The Sleat Group, which outcrops on the Sleat peninsula on Skye, underlies the Torridon Group conformably, but the relationship with the Stoer Group is nowhere exposed. It is metamorphosed to greenschist facies and sits within the Kishorn Nappe, part of the Caledonian thrust belt, making its exact relationship to the other outcrops difficult to assess. The sequence consists of mainly coarse feldspathic sandstones deposited in a fluvial environment with some less common grey shales, probably deposited in a lacustrine environment.

===Morar Group===

This sequence of variably metamorphosed and deformed sandstones (psammites) was originally considered as separate from the "Torridonian" and formed the lower section of the Moine Supergroup. Comparisons between the Torridon Group with areas of lower strain in the Morar Group have found many similarities in lithology, thickness and interpreted depositional environment. This group is now thought to have been deposited as part of the same depositional basin, a foreland basin developed in front of the mountain belt formed by the Grenville Orogeny.

===Iona Group===

The Iona Group is exposed on the island of Iona and consists of two units separated by a zone of mylonite.
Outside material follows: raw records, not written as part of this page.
PR #178, opened 2026-09-07
Let the HITL manager request resource-finder runs between iterations

AndrewRqy:
The HITL AutoResearch manager can choose which frontier direction to pursue, but resource discovery still runs only at the fixed pipeline entry point. If an iteration exposes a concrete information gap, the manager currently has no way to refresh resources before proposing the next experiment.

This adds a bounded manager-side scheduling API while keeping agent execution on the existing resource-finder HITL path. No second validator, rollback path, or protection system is introduced.

## What this adds

During an eligible frontier-selection boundary, the manager may call `request_agent_run` with `resource_finder`, a focused objective, and a rationale before selecting the next frontier node. Runtime then:

- persists the request separately from frontier-selection state;
- binds it to the selected node inside the existing durable selection transaction;
- runs it before the next proposal through the standard resource-finder plan/execution workflow; and
- checkpoints the resulting resource context so physical attempt retries and later focused refreshes retain it.

The existing HITL worker continuation owns interruption and resume behavior. Existing plan approval, artifact validation, rollback, scoring-file sealing, pipeline-stage tracking, and append-only idea logging remain authoritative. The request tool is withheld when no further proposal will run, and the callable-agent allowlist currently exposes only `resource_finder`.

## Files

| File | Change |
|---|---|
| `src/core/hitl_manager_react.py` / `interactive_manager_tools.yaml` | Expose and constrain `request_agent_run` at eligible selection boundaries. |
| `src/core/hitl_runtime_state.py` | Persist one independent manager-agent request and bind it during the existing frontier decision transaction. |
| `src/core/hitl_autoresearch.py` | Run the bound request before proposal generation and preserve its checkpoint context across retries. |
| `src/core/pipeline_orchestrator.py` / `hitl.py` / `hitl_stage_runtime.py` | Route fixed and dynamic calls through the same resource-finder HITL executor with invocation-scoped approval and logging identity. |
| `src/core/manager_callable_agents.py` | Define the small extensible callable-agent allowlist. |

## Validation

- 11 focused tests cover request availability, durable binding, scoring sealing, retry context, repeated calls, approval identity, and shared execution dispatch.
- Full project test suite: `302 passed`.
- Ruff, compilation, and diff checks pass.


Frankbest18 (changes requested):
Thanks, Andrew. The shared resource-finder workflow and invocation-specific approval identity look aligned with what we discussed. I found the following issues against the intended design:

**[P1] Decouple insertion from frontier selection.**  
The tool’s availability, validation, request identity, and workspace binding all depend on `select_frontier`. Could we move these to an independent runtime-controlled boundary after selection and before proposal, leaving frontier selection unchanged? The current coupling also means repeated, normally completed one-iteration runs never offer the tool.

**[P1] Preserve interrupted resource-finder invocations during recovery.**  
Continuation restores the selected frontier checkpoint before resuming the refresh, losing its updated plan/resources while retaining private continuation state. The inserted stage needs to be recognized by recovery before that restoration occurs.

**[P2] Record the insertion/proceed choice as a manager decision.**  
The request is persisted in mutable runtime state, but the manager’s choice and rationale aren’t recorded as a separate decision in the idea log. Proceeding without resource finding also has no explicit decision record.

**[P2] Retain completed resources independently of the latest request.**  
Refreshing A, then B, then returning to A loses A’s saved resource context because the controller only consults the latest completed request. Could we separate completed-output retention from the pending-request lifecycle?

**[P2] Protect resource checkpoints from Git garbage collection.**  
The context SHA is saved without a retention reference. If no retained descendant protects that checkpoint, it can disappear after reflog expiry and garbage collection while runtime state still references it.

**[P2] Keep sealed verifier artifacts out of public checkpoints.**  
When the evaluator store contains `scoring/verification.json`, unsealing before checkpoint creation commits that protected file into public Git history because it is missing from the checkpoint exclusions. Resealing afterward leaves the committed copy accessible.

The existing 302 project tests passed, but additional regression checks reproduced these cases using real checkpoints/runtime state with stubbed workers. Could we add coverage for them in the revision?

One smaller extensibility concern: `manager_callable_agent_runner(agent, …)` ignores `agent` and hardcodes `resource_finder`. Passing the validated agent through the shared dispatcher would keep the implementation consistent with the tool’s interface.

AndrewRqy:
Thanks a lot for the detailed review!

[P1 insertion boundary] Agent insertion is now its own runtime-controlled decision point after frontier selection and before every proposal. The manager explicitly chooses between proceeding and inserting an available agent. After an insertion completes, runtime returns to the same decision point, so this can support multiple agents later without coupling them to frontier selection.

[P1 recovery] An interrupted inserted-agent run now preserves its in-flight workspace and resumes through the existing HITL worker recovery path instead of restoring the selected frontier over its progress.

[P2 decision log] Both proceed and insert choices, including the manager’s rationale and requested objective, are recorded as B-level decisions in the existing idea log.

[P2 resource retention] Completed resource contexts are retained independently for each frontier node using private Git refs. Returning from A to B and back to A restores A’s latest context, and those checkpoints remain reachable through Git garbage collection.

[P2 sealed verifier] `scoring/verification.json` is now excluded from public checkpoints with the existing protected scoring patterns.

The selected agent is also passed through the shared dispatcher rather than hardcoding resource finder. Added focused coverage for these paths, and the full core suite passes with 306 tests.

Frankbest18 (changes requested):
Andrew, thanks for the update. I found two cases where the new integration breaks behavior supported on `main`.

**[P1] The preparation boundary blocks the first proposal after bootstrap.**

`_prepare_next_proposal()` calls `_latest_frontier_manager_decision_id()` before offering either choice. On `main`, this helper serves frontier maintenance after a scored iteration. The new call also runs before the first proposal after bootstrap, where no previous manager decision is guaranteed. It raises `Frontier maintenance requires a preceding manager decision idea`, preventing continuation.

Could you check this against [`[main](https://github.com/ChicagoHAI/NeuriCo/blob/78940d068c530ec731d4431a8846eca2b122eee2/src/core/hitl_autoresearch.py#L517)`[’s bootstrap behavior](https://github.com/ChicagoHAI/NeuriCo/blob/78940d068c530ec731d4431a8846eca2b122eee2/src/core/hitl_autoresearch.py#L517)](https://github.com/ChicagoHAI/NeuriCo/blob/78940d068c530ec731d4431a8846eca2b122eee2/src/core/hitl_autoresearch.py#L517), [[iteration loop](https://github.com/ChicagoHAI/NeuriCo/blob/78940d068c530ec731d4431a8846eca2b122eee2/src/core/hitl_autoresearch.py#L1300)](https://github.com/ChicagoHAI/NeuriCo/blob/78940d068c530ec731d4431a8846eca2b122eee2/src/core/hitl_autoresearch.py#L1300), and [[existing frontier-maintenance caller](https://github.com/ChicagoHAI/NeuriCo/blob/78940d068c530ec731d4431a8846eca2b122eee2/src/core/hitl_autoresearch.py#L1341)](https://github.com/ChicagoHAI/NeuriCo/blob/78940d068c530ec731d4431a8846eca2b122eee2/src/core/hitl_autoresearch.py#L1341)? The helper’s prerequisite holds at its existing call site, but not at every entry into this new boundary. The same bootstrap continuation reaches its first proposal on `main`.

**[P1] The insertion controller can discard unfinished resource-finder work.**

`_advance_manager_agent_action()` can restore the previous completed resource snapshot when no blocking worker command requires resuming. An unfinished worker can, however, be between commands.

I reproduced this by completing one insertion, starting another, and interrupting that second invocation twice across restarts. On the following restart, the controller restores the first insertion’s snapshot before calling resource finder, removing the unfinished invocation’s changes while retaining its private HITL state. The direct shared resource-finder path preserves the partial workspace in the same test.

Could you review this restore against [`[HitlStageRollback](https://github.com/ChicagoHAI/NeuriCo/blob/78940d068c530ec731d4431a8846eca2b122eee2/src/core/hitl_stage_runtime.py#L125)`[ on main](https://github.com/ChicagoHAI/NeuriCo/blob/78940d068c530ec731d4431a8846eca2b122eee2/src/core/hitl_stage_runtime.py#L125)](https://github.com/ChicagoHAI/NeuriCo/blob/78940d068c530ec731d4431a8846eca2b122eee2/src/core/hitl_stage_runtime.py#L125) and [`[_run_hitl_stage_until_complete()](https://github.com/ChicagoHAI/NeuriCo/blob/78940d068c530ec731d4431a8846eca2b122eee2/src/core/pipeline_orchestrator.py#L313)`](https://github.com/ChicagoHAI/NeuriCo/blob/78940d068c530ec731d4431a8846eca2b122eee2/src/core/pipeline_orchestrator.py#L313)? Those paths coordinate public/private restoration and stage restart. The additional controller restore happens outside that coordination, and the absence of a pending blocking request does not establish that the invocation can safely be reset.

For both cases, I’d like us to preserve the lifecycle guarantees already established on `main` as we add the optional insertion.

AndrewRqy:
Thanks a lot for the detailed review!

[P1 preparation boundary] Bootstrap now records the scored root as evidence when there is no previous manager decision. The premise is persisted with the proposal-preparation action, so recovery reuses the same premise and does not duplicate the decision log.

[P1 insertion recovery] The controller no longer restores the previous resource snapshot based on pending worker commands. In-flight resource-finder work is preserved and recovery is handled through the existing HITL rollback and continuation path, including interruptions between commands.

AndrewRqy:
One follow-up after reviewing the insertion lifecycle against the recovery work in #179:

[P1 invocation identity] Manager-requested agents now use explicit manager_agent provenance with the durable request ID as the invocation identity, instead of overloading AutoResearch attempt provenance.

[P1 interruption recovery] Inserted-agent executions are now treated atomically. An interrupted invocation rolls back through the existing HITL stage boundary and receives at most one automatic retry. The retry count is durable across process restarts.

[P1 bounded failure] Terminal failures are not retried. If an ordinary invocation still fails after its automatic retry, runtime returns to the existing proceed-or-insert boundary so the manager can continue with current evidence or request a fresh invocation.

[P1 context publication] Successful resource contexts now use a durable publication transition. If runtime stops after creating or retaining the context checkpoint, restart completes that transition without rerunning the agent.

Frankbest18 (changes requested):
Thanks for the update, Andrew. I appreciate the work that has gone into addressing the earlier feedback. After going through it again, I still have several concerns that I think need to be resolved before this is ready to merge.

My broader concern is that this feature appears to require only a small routing decision at a controlled AutoResearch boundary: the manager chooses whether to proceed or invoke the existing resource-finder stage, and runtime dispatches that choice. The resource finder’s established HITL lifecycle can then handle planning, review, execution, approval, interruption, and recovery. The current implementation adds another lifecycle around that stage, which creates the following inconsistencies.

**[P1] The optional insertion is still coupled to frontier and proposal-preparation state.**

[`[_prepare_next_proposal()](https://github.com/ChicagoHAI/NeuriCo/blob/c78674a125777bf62b82d5c8eb2451b22664d53e/src/core/hitl_autoresearch.py#L1431-L1641)`](https://github.com/ChicagoHAI/NeuriCo/blob/c78674a125777bf62b82d5c8eb2451b22664d53e/src/core/hitl_autoresearch.py#L1431-L1641)[[ and ](https://github.com/ChicagoHAI/NeuriCo/blob/c78674a125777bf62b82d5c8eb2451b22664d53e/src/core/hitl_autoresearch.py#L1431-L1641)](https://github.com/ChicagoHAI/NeuriCo/blob/c78674a125777bf62b82d5c8eb2451b22664d53e/src/core/hitl_autoresearch.py#L1431-L1641)[`[_advance_manager_agent_action()](https://github.com/ChicagoHAI/NeuriCo/blob/c78674a125777bf62b82d5c8eb2451b22664d53e/src/core/hitl_autoresearch.py#L1431-L1641)`](https://github.com/ChicagoHAI/NeuriCo/blob/c78674a125777bf62b82d5c8eb2451b22664d53e/src/core/hitl_autoresearch.py#L1431-L1641) introduce a separate `manager_agent_action` lifecycle with its own statuses, retries, publication phase, checkpoint handling, and recovery behavior. [`[HitlFrontierStore](https://github.com/ChicagoHAI/NeuriCo/blob/c78674a125777bf62b82d5c8eb2451b22664d53e/src/core/hitl_frontier.py#L252-L273)`](https://github.com/ChicagoHAI/NeuriCo/blob/c78674a125777bf62b82d5c8eb2451b22664d53e/src/core/hitl_frontier.py#L252-L273) is also extended with resource-context refs.

This makes the optional stage part of frontier management rather than an independent stage transition. It also allows the selected frontier SHA to differ from the workspace SHA used for proposal generation, while that relationship is stored only in a private Git ref and is not represented in the public frontier state or idea history.

Could you please compare this with the existing [`[run_plan_centered_hitl_stage()](https://github.com/ChicagoHAI/NeuriCo/blob/8650a1d55249daea5b0fffbeaf4e60eb8ccd8294/src/core/hitl_stage_runtime.py#L64-L157)`](https://github.com/ChicagoHAI/NeuriCo/blob/8650a1d55249daea5b0fffbeaf4e60eb8ccd8294/src/core/hitl_stage_runtime.py#L64-L157), [`[_run_hitl_stage_until_complete()](https://github.com/ChicagoHAI/NeuriCo/blob/8650a1d55249daea5b0fffbeaf4e60eb8ccd8294/src/core/pipeline_orchestrator.py#L580-L609)`](https://github.com/ChicagoHAI/NeuriCo/blob/8650a1d55249daea5b0fffbeaf4e60eb8ccd8294/src/core/pipeline_orchestrator.py#L580-L609), and [`[_run_resource_finder_hitl()](https://github.com/ChicagoHAI/NeuriCo/blob/8650a1d55249daea5b0fffbeaf4e60eb8ccd8294/src/core/pipeline_orchestrator.py#L1293-L1433)`](https://github.com/ChicagoHAI/NeuriCo/blob/8650a1d55249daea5b0fffbeaf4e60eb8ccd8294/src/core/pipeline_orchestrator.py#L1293-L1433)? These already define most of the lifecycle an inserted resource-finder stage needs.

**[P1] An interrupted inserted stage does not follow the established resume path.**

[`[prepare_initial_resume()](https://github.com/ChicagoHAI/NeuriCo/blob/c78674a125777bf62b82d5c8eb2451b22664d53e/src/core/pipeline_orchestrator.py#L373-L444)`](https://github.com/ChicagoHAI/NeuriCo/blob/c78674a125777bf62b82d5c8eb2451b22664d53e/src/core/pipeline_orchestrator.py#L373-L444) treats `manager_agent` provenance separately and restores the rollback boundary. The corresponding [[test expects](https://github.com/ChicagoHAI/NeuriCo/blob/c78674a125777bf62b82d5c8eb2451b22664d53e/tests/test_manager_callable_agents.py#L254-L333)](https://github.com/ChicagoHAI/NeuriCo/blob/c78674a125777bf62b82d5c8eb2451b22664d53e/tests/test_manager_callable_agents.py#L254-L333) the partial artifact, pending command, and saved continuation to be removed.

Current `main` gives a held request and its saved phase priority during restart. See [`[run_plan_centered_hitl_stage()](https://github.com/ChicagoHAI/NeuriCo/blob/8650a1d55249daea5b0fffbeaf4e60eb8ccd8294/src/core/hitl_stage_runtime.py#L77-L157)`](https://github.com/ChicagoHAI/NeuriCo/blob/8650a1d55249daea5b0fffbeaf4e60eb8ccd8294/src/core/hitl_stage_runtime.py#L77-L157) and [`[_initial_stage_request()](https://github.com/ChicagoHAI/NeuriCo/blob/8650a1d55249daea5b0fffbeaf4e60eb8ccd8294/src/core/pipeline_orchestrator.py#L324-L433)`](https://github.com/ChicagoHAI/NeuriCo/blob/8650a1d55249daea5b0fffbeaf4e60eb8ccd8294/src/core/pipeline_orchestrator.py#L324-L433)[[ / ](https://github.com/ChicagoHAI/NeuriCo/blob/8650a1d55249daea5b0fffbeaf4e60eb8ccd8294/src/core/pipeline_orchestrator.py#L324-L433)](https://github.com/ChicagoHAI/NeuriCo/blob/8650a1d55249daea5b0fffbeaf4e60eb8ccd8294/src/core/pipeline_orchestrator.py#L324-L433)[`[prepare_initial_resume()](https://github.com/ChicagoHAI/NeuriCo/blob/8650a1d55249daea5b0fffbeaf4e60eb8ccd8294/src/core/pipeline_orchestrator.py#L324-L433)`](https://github.com/ChicagoHAI/NeuriCo/blob/8650a1d55249daea5b0fffbeaf4e60eb8ccd8294/src/core/pipeline_orchestrator.py#L324-L433). I think an inserted invocation should retain those same interruption and continuation semantics.

**[P1] A completed resource-finder invocation can run again after a crash.**

In [`[_advance_manager_agent_action()](https://github.com/ChicagoHAI/NeuriCo/blob/c78674a125777bf62b82d5c8eb2451b22664d53e/src/core/hitl_autoresearch.py#L1575-L1637)`](https://github.com/ChicagoHAI/NeuriCo/blob/c78674a125777bf62b82d5c8eb2451b22664d53e/src/core/hitl_autoresearch.py#L1575-L1637), the action remains `running` while the resource finder executes. After the runner returns success, the durable `publishing` state is written only after another checkpoint is created. If the process stops during that interval, restart still sees `running` and launches the resource finder again.

That can repeat completed searches and tool activity. Reusing the existing stage-completion and restart behavior should help avoid this additional recovery window.

**[P1] Runtime is taking on responsibility for determining evidence and premise relationships.**

[`[_proposal_preparation_premise_id()](https://github.com/ChicagoHAI/NeuriCo/blob/c78674a125777bf62b82d5c8eb2451b22664d53e/src/core/hitl_autoresearch.py#L1675-L1716)`](https://github.com/ChicagoHAI/NeuriCo/blob/c78674a125777bf62b82d5c8eb2451b22664d53e/src/core/hitl_autoresearch.py#L1675-L1716) searches for a premise and creates a level-C `experiment_runner` evidence record when it cannot find one. [`[log_proposal_preparation_decision()](https://github.com/ChicagoHAI/NeuriCo/blob/c78674a125777bf62b82d5c8eb2451b22664d53e/src/core/hitl.py#L2231-L2294)`](https://github.com/ChicagoHAI/NeuriCo/blob/c78674a125777bf62b82d5c8eb2451b22664d53e/src/core/hitl.py#L2231-L2294) then creates the level-B manager decision and its premise edge. The manager-facing [`[request_agent_run](https://github.com/ChicagoHAI/NeuriCo/blob/c78674a125777bf62b82d5c8eb2451b22664d53e/src/core/hitl_manager_react.py#L1783-L1845)`](https://github.com/ChicagoHAI/NeuriCo/blob/c78674a125777bf62b82d5c8eb2451b22664d53e/src/core/hitl_manager_react.py#L1783-L1845)[[ and ](https://github.com/ChicagoHAI/NeuriCo/blob/c78674a125777bf62b82d5c8eb2451b22664d53e/src/core/hitl_manager_react.py#L1783-L1845)](https://github.com/ChicagoHAI/NeuriCo/blob/c78674a125777bf62b82d5c8eb2451b22664d53e/src/core/hitl_manager_react.py#L1783-L1845)[`[proceed_to_proposal](https://github.com/ChicagoHAI/NeuriCo/blob/c78674a125777bf62b82d5c8eb2451b22664d53e/src/core/hitl_manager_react.py#L1783-L1845)`](https://github.com/ChicagoHAI/NeuriCo/blob/c78674a125777bf62b82d5c8eb2451b22664d53e/src/core/hitl_manager_react.py#L1783-L1845)[[ tools](https://github.com/ChicagoHAI/NeuriCo/blob/c78674a125777bf62b82d5c8eb2451b22664d53e/src/core/hitl_manager_react.py#L1783-L1845)](https://github.com/ChicagoHAI/NeuriCo/blob/c78674a125777bf62b82d5c8eb2451b22664d53e/src/core/hitl_manager_react.py#L1783-L1845) do not let the manager identify the evidence supporting its choice.

My understanding of the established contract is that workers and managers determine the meaning of evidence and decisions, including their premises, while runtime validates and persists what they report. The relevant references are [[HITL ideas and decision levels](https://github.com/ChicagoHAI/NeuriCo/blob/8650a1d55249daea5b0fffbeaf4e60eb8ccd8294/docs/HITL_AUTORESEARCH.md#L234-L252)](https://github.com/ChicagoHAI/NeuriCo/blob/8650a1d55249daea5b0fffbeaf4e60eb8ccd8294/docs/HITL_AUTORESEARCH.md#L234-L252), the [[worker idea contract](https://github.com/ChicagoHAI/NeuriCo/blob/8650a1d55249daea5b0fffbeaf4e60eb8ccd8294/templates/hitl/worker_autonomous_idea_contract.txt#L122-L156)](https://github.com/ChicagoHAI/NeuriCo/blob/8650a1d55249daea5b0fffbeaf4e60eb8ccd8294/templates/hitl/worker_autonomous_idea_contract.txt#L122-L156), and [`[_manager_phase_premise_id()](https://github.com/ChicagoHAI/NeuriCo/blob/8650a1d55249daea5b0fffbeaf4e60eb8ccd8294/src/core/hitl.py#L1374-L1393)`](https://github.com/ChicagoHAI/NeuriCo/blob/8650a1d55249daea5b0fffbeaf4e60eb8ccd8294/src/core/hitl.py#L1374-L1393). The manager also already has [`[hitl-view-ideas](https://github.com/ChicagoHAI/NeuriCo/blob/8650a1d55249daea5b0fffbeaf4e60eb8ccd8294/templates/hitl/interactive_manager_tools.yaml#L72-L82)`](https://github.com/ChicagoHAI/NeuriCo/blob/8650a1d55249daea5b0fffbeaf4e60eb8ccd8294/templates/hitl/interactive_manager_tools.yaml#L72-L82) for examining finalized evidence and premise IDs.

**[P2] The new invocation provenance does not survive idea-record creation.**

[`[manager_agent_provenance()](https://github.com/ChicagoHAI/NeuriCo/blob/c78674a125777bf62b82d5c8eb2451b22664d53e/src/core/manager_callable_agents.py#L16-L24)`](https://github.com/ChicagoHAI/NeuriCo/blob/c78674a125777bf62b82d5c8eb2451b22664d53e/src/core/manager_callable_agents.py#L16-L24) produces `kind` and `invocation_id`, but the idea system currently preserves only [`[parent_node_id](https://github.com/ChicagoHAI/NeuriCo/blob/c78674a125777bf62b82d5c8eb2451b22664d53e/src/core/hitl.py#L125-L162)`](https://github.com/ChicagoHAI/NeuriCo/blob/c78674a125777bf62b82d5c8eb2451b22664d53e/src/core/hitl.py#L125-L162)[[ and ](https://github.com/ChicagoHAI/NeuriCo/blob/c78674a125777bf62b82d5c8eb2451b22664d53e/src/core/hitl.py#L125-L162)](https://github.com/ChicagoHAI/NeuriCo/blob/c78674a125777bf62b82d5c8eb2451b22664d53e/src/core/hitl.py#L125-L162)[`[attempt_id](https://github.com/ChicagoHAI/NeuriCo/blob/c78674a125777bf62b82d5c8eb2451b22664d53e/src/core/hitl.py#L125-L162)`](https://github.com/ChicagoHAI/NeuriCo/blob/c78674a125777bf62b82d5c8eb2451b22664d53e/src/core/hitl.py#L125-L162). The new fields are therefore removed when resource-finder ideas are recorded.

As a result, records cannot be reliably associated with the inserted invocation that produced them. Identical reports from separate insertions may be treated as the same idempotent record, and premise lookup may select an idea from an earlier resource-finder invocation.

**[P2] Inserted runs replace the existing pipeline-stage record.**

Every manager-requested invocation calls [`[self.state.start_stage("resource_finder")](https://github.com/ChicagoHAI/NeuriCo/blob/c78674a125777bf62b82d5c8eb2451b22664d53e/src/core/pipeline_orchestrator.py#L1371-L1384)`](https://github.com/ChicagoHAI/NeuriCo/blob/c78674a125777bf62b82d5c8eb2451b22664d53e/src/core/pipeline_orchestrator.py#L1371-L1384) and later completes the same stage slot. `PipelineState.start_stage()` replaces `stages["resource_finder"]`, so the initial resource-finder run and earlier inserted runs lose their stored outputs, timestamps, and history.

Given how much of the current branch now depends on the additional lifecycle, I wonder whether the cleanest path would be to close this PR, spend some time reviewing the established mechanisms above, and then open a smaller, more focused PR. I suggest this because another patch cycle on the current structure may require more work than returning to the existing abstractions. I believe those references point toward a considerably simpler implementation.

The group has been assigned to the Wester Ross Supergroup based on its structural position beneath the Moine Thrust Zone and the ages of detrital zircons, which are similar to those found in the Sleat Group.

===Tarskavaig Group===
Rocks of the Tarskavaig Group lie above the Tarskavaig Thrust on the southwestern end of the Sleat peninsula. The group consists of a mixture of psammites, semi-pelites and pelites, which are deformed and no sedimentological analysis has been carried out, nor have the group been sampled for detrital zircons. From its structural position it has been tentatively correlated with the lower part of the supergroup.

===Shetland===
The Westing, Sand Voe and Yell Sound groups on Shetland are tentatively correlated with other groups within the Wester Ross Supergroup based on lithological similarities, the ages of the youngest detrital zircons and the timing of later metamorphism.

==Age==
The age of this sequence is constrained by a combination of detrital zircon geochronology and by the dating of later metamorphic events. The youngest detrital zircon and rutile ages are in the range 1070–1000 Ma, providing an upper bound. Metamorphic ages of 950–940 Ma have been calculated for garnets from the lower part of the Morar Group, confirming that these rocks were affected by the Renlandian Orogeny (960–920 Ma) and providing a lower bound. Together these data give a depositional age range of 1000–960 Ma.

==Depositional setting==
The Sleat and Torridon groups have been interpreted as deposited in a rift setting. However the scale of the interpreted river systems that deposited the Torridon Group rocks and the consistency in the paleocurrent directions suggest that most of the sequence was deposited in a single basin. This is also true for the Morar Group, which has very similar thickness, sedimentary facies and interpreted paleocurrents to the Torridon Group. Combined with the detrital zircons that indicate a dominantly Grenvillian source, this has led to a reinterpretation that the supergroup was deposited within a foreland basin, in front of the mountains formed by the Grenville Orogeny.